- _Assignment_
In the entries below, find each line with the word "that" and return it.

- _Input_
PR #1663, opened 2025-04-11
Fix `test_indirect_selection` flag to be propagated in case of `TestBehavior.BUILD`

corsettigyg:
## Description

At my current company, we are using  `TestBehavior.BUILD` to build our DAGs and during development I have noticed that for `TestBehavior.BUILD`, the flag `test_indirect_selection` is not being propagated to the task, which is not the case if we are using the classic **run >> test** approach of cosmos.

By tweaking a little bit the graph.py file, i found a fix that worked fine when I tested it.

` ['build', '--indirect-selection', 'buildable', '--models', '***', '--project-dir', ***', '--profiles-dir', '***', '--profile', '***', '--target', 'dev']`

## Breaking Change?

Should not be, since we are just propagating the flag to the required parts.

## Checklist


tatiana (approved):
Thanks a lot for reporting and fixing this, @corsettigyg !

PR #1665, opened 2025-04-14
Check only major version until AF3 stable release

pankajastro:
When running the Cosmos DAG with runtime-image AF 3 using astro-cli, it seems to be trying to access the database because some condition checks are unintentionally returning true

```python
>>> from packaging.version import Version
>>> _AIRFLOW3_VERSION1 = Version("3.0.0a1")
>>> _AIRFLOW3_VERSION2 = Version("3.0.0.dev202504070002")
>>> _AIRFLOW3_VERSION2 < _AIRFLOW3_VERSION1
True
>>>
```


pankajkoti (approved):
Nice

- _Output for this task_
At my current company, we are using  `TestBehavior.BUILD` to build our DAGs and during development I have noticed that for `TestBehavior.BUILD`, the flag `test_indirect_selection` is not being propagated to the task, which is not the case if we are using the classic **run >> test** approach of cosmos.
By tweaking a little bit the graph.py file, i found a fix that worked fine when I tested it.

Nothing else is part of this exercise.